**What is required**
From the listing below, return every line with the string "field" in it.

**Supplied entries**
PR #698, opened 2018-08-15
Feature Request: Added support for EAP dump in RADIUS Messages [RDY]

aravindprasad90:
Usually, for EAP related authentications, RADIUS messages contain EAP payload. Currently, RADIUS dump messages donot display the EAP frame information. Hence, added changes for displaying EAP info within RADIUS dump messages. 

Sample O/P:

1) EAP Request Identity Frame:

Before this change:
```
         EAP-Message Attribute (79), length: 19, Value: .
```
       
After this change:
```
           EAP-Message Attribute (79), length: 10, Value:
                 Response (2), id 1, len 8
                 Type Identity (1), Identity: avi
            0x0000:  0201 0008 0161 7669
```

2) EAP Request Challenge Frame:
Before this change:
```
          EAP-Message Attribute (79), length: 24, Value: ..
            0x0000:  0102 0016 0410 cd32 576a 04bd ea97 14c6
            0x0010:  9e84 ae7c 6de2
```

After this change:
```
          EAP-Message Attribute (79), length: 24, Value:
                 Request (1), id 2, len 22
                 Type MD5-challenge (4)
            0x0000:  0102 0016 0410 cd32 576a 04bd ea97 14c6
            0x0010:  9e84 ae7c 6de2
```

3) EAP Response Challenge frame:

Before this change:
```
          EAP-Message Attribute (79), length: 27, Value: ..
            0x0000:  0202 0019 0410 035f 1f16 c4e2 d71e 1553
            0x0010:  6b55 effc 0a0f 6176 69
```

After this change:
```
          EAP-Message Attribute (79), length: 27, Value:
                 Response (2), id 2, len 25
                 Type MD5-challenge (4)
            0x0000:  0202 0019 0410 035f 1f16 c4e2 d71e 1553
            0x0010:  6b55 effc 0a0f 6176 69
```

4) EAP Success Frame:

Before this change:
```
          EAP-Message Attribute (79), length: 6, Value: ..
            0x0000:  0302 0004
```

After this change:
```
          EAP-Message Attribute (79), length: 6, Value:
                 Success (3), id 2, len 4
            0x0000:  0302 0004
```

### DIFF
--- a/print-eap.c
+++ b/print-eap.c
@@ -148,56 +148,36 @@ static const struct tok eap_aka_subtype_values[] = {
  */
 void
 eap_print(netdissect_options *ndo,
-          const u_char *cp,
+          const u_char *tptr,
           u_int length)
 {
-    const struct eap_frame_t *eap;
-    const u_char *tptr;
-    u_int eap_type, tlen, type, subtype;
-    int count=0, len;
+    u_int type, subtype;
+    int len, count;
 
-    ndo->ndo_protocol = "eap";
-    tptr = cp;
-    tlen = length;
-    eap = (const struct eap_frame_t *)cp;
-    ND_TCHECK_SIZE(eap);
-    eap_type = EXTRACT_U_1(eap->type);
+    ND_TCHECK_1(tptr);
+    type = EXTRACT_U_1(tptr);
+    ND_TCHECK_2(tptr + 2);
+    len = EXTRACT_BE_U_2(tptr + 2);
+    if(len != (int)length) {
+       goto trunc; 
+    }
+    ND_PRINT(", %s (%u), id %u, len %u",
+            tok2str(eap_code_values, "unknown", type),
+            type,
+            EXTRACT_U_1((tptr + 1)),
+            len);
 
-    ND_PRINT("%s (%u) v%u, len %u",
-           tok2str(eap_frame_type_values, "unknown", eap_type),
-           eap_type,
-           EXTRACT_U_1(eap->version),
-           EXTRACT_BE_U_2(eap->length));
+    ND_TCHECK_LEN(tptr, len);
 
-    if (ndo->ndo_vflag < 1)
-        return;
+    if (type == EAP_REQUEST || type == EAP_RESPONSE) {
+        /* RFC 3748 Section 4.1 */
+        ND_TCHECK_1(tptr + 4);
+        subtype = EXTRACT_U_1(tptr + 4);
+        ND_PRINT("\n\t\t Type %s (%u)",
+                tok2str(eap_type_values, "unknown", subtype),
+                subtype);
 
-    tptr += sizeof(struct eap_frame_t);
-    tlen -= sizeof(struct eap_frame_t);
-
-    switch (eap_type) {
-    case EAP_FRAME_TYPE_PACKET:
-        ND_TCHECK_1(tptr);
-        type = EXTRACT_U_1(tptr);
-        ND_TCHECK_2(tptr + 2);
-        len = EXTRACT_BE_U_2(tptr + 2);
-        ND_PRINT(", %s (%u), id %u, len %u",
-               tok2str(eap_code_values, "unknown", type),
-               type,
-               EXTRACT_U_1((tptr + 1)),
-               len);
-
-        ND_TCHECK_LEN(tptr, len);
-
-        if (type == EAP_REQUEST || type == EAP_RESPONSE) {
-            /* RFC 3748 Section 4.1 */
-            ND_TCHECK_1(tptr + 4);
-            subtype = EXTRACT_U_1(tptr + 4);
-            ND_PRINT("\n\t\t Type %s (%u)",
-                   tok2str(eap_type_values, "unknown", subtype),
-                   subtype);
-
-            switch (subtype) {
+        switch (subtype) {
             case EAP_TYPE_IDENTITY:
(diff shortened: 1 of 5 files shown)


aravindprasad90:
Hi @infrastation 

>>Most of the new code in the proposed commit has been copied from print-eap.c, is there a good reason not to call the existing function eap_print() from print_attr_string() instead?

infrastation:
Thank you for reworking this change to reuse existing code, please allow some time to review this change again.

aravindprasad90:
Hi @infrastation 

Yes Ok. Thanks for the support. 

It has been more than 1.5 years since I initially raised the pull request with initial set of changes. Hence, if possible, kindly review it sooner. Thanks for the support.

print-radius.c
```diff
@@ -626,6 +628,7 @@ print_attr_string(netdissect_options *ndo,
                   const u_char *data, u_int length, u_short attr_code)
 {
    u_int i;
+   int len;
```
infrastation: Should this be unsigned?

print-radius.c
```diff
@@ -671,6 +674,13 @@ print_attr_string(netdissect_options *ndo,
            data++;
            length--;
         break;
+      case EAP_MESSAGE:
+           eap_print(ndo, data);                  
+           ND_TCHECK_2(data + 2);
+           len = EXTRACT_BE_U_2(data + 2);
```
infrastation: Should this length be checked to fit within the current structure before calling `eap_print()`, and should it be passed as an argument to `eap_print()` so it can validate its own structures? (The answers are not necessarily "yes", I did not proof-read every step yet.)

aravindprasad90:
Hi @infrastation 

Thanks for the review. 

1. Updated the code to make eap_print() API to return the success(0)/failure(-1). This is required since incase of any failures (type, value errors) in API, nd_print_trunc() would be already called and hence, in the caller, code must immediatley return.
2. Changes type of len to uint
3. Reg question of value checks for length variable, I think they not may be needed.  And further, incase of any error in eap_print() API, we will immediately return at caller too and hence, seperate checks may not be necessary.

Let me know your views. Thanks for the support.

aravindprasad90:
Hi @infrastation 

Thanks a lot again for the review. My bad, sorry for those errors. Corrected them all. 

Kindly review and let me know your views. thanks for the support.

infrastation:
Thank you for the update. Let me try to explain how to get these details right and to keep this code safe.

The function `eapol_print()` knows the amount of bytes allocated for the EAP packet in the EAPOL frame. The function `print_attr_string()` knows the amount of bytes allocated for the EAP packet in the RADIUS attribute. These functions need to pass that amount into `eap_print()`, but they do not need to access into the EAP packet to avoid violation of layers. The function `eap_print()` needs to verify that the amount of bytes is sufficient for the EAP structure in the packet, which has its own length field (keep the optional EAP padding from RFC 3748 Section 4 in mind). If the function `eap_print()` finds that the EAP packet was truncated, it needs to signal this to the calling function.

aravindprasad90:
Hi @infrastation 

Thanks a lot for the explanation. Understood your point. Introduced the length parameter in eap_print() API and added the check for verifying the length field in its own packet and the length passed from outer later (EAPOL/RADIUS). 

Thanks a lot for the support and guidance. Kindly review the changes.

aravindprasad90:
Hi @infrastation 

Kindly review the changes and let me know your views. Thanks for the support.

aravindprasad90:
Hi @infrastation

Kindly review the changes and let me know your views. Thanks for the support.

print-eap.c
```diff
@@ -278,9 +258,50 @@ eap_print(netdissect_options *ndo,
             case EAP_TYPE_EXPERIMENTAL:
             default:
                 break;
-            }
         }
-        break;
+    }
+    rc = 0;
```
infrastation: Obviously `rc` has no purpose.

print-radius.c
```diff
@@ -671,6 +673,15 @@ print_attr_string(netdissect_options *ndo,
            data++;
            length--;
         break;
+      case EAP_MESSAGE:
+           ND_TCHECK_2(data + 2);
```
infrastation: This code block is wrong because it does not check `length` before accessing into `data`, and because it likely does not need to access into `data` in the first place as I tried to explain in August. Also this does not seem to be a good place for this block because when the EAP data is shorter than the RADIUS attribute, the rest of the attribute will be printed as a string (unless I misunderstood the code flow, feel free to correct me); it seems more appropriate for `print_attr_strange()`.

print-eap.c
aravindprasad90: Agreed, addressed.

print-radius.c
aravindprasad90: Thanks for the review again. Yes, agree with your point. 

Made code changes to avoid accessing the data part outside of eap_print() API (for maintained layered approach). 

Also, in cases where the EAP data is lesser than RADIUS attribute, its an erroneous scenario and nd_print_trunc() will be called by eap_print() API itself and hence, as such, no more printing will be required. 

Kindly review the changes and let me know your views.

Thanks a lot for the continued support.

aravindprasad90: Hi @infrastation 

Kindly review the changes and let me know your views.

aravindprasad90: Hi @infrastation @guyharris 

Kindly review the changes and let me know your views.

**Completed exercise**
The function `eapol_print()` knows the amount of bytes allocated for the EAP packet in the EAPOL frame. The function `print_attr_string()` knows the amount of bytes allocated for the EAP packet in the RADIUS attribute. These functions need to pass that amount into `eap_print()`, but they do not need to access into the EAP packet to avoid violation of layers. The function `eap_print()` needs to verify that the amount of bytes is sufficient for the EAP structure in the packet, which has its own length field (keep the optional EAP padding from RFC 3748 Section 4 in mind). If the function `eap_print()` finds that the EAP packet was truncated, it needs to signal this to the calling function.
Thanks a lot for the explanation. Understood your point. Introduced the length parameter in eap_print() API and added the check for verifying the length field in its own packet and the length passed from outer later (EAPOL/RADIUS). 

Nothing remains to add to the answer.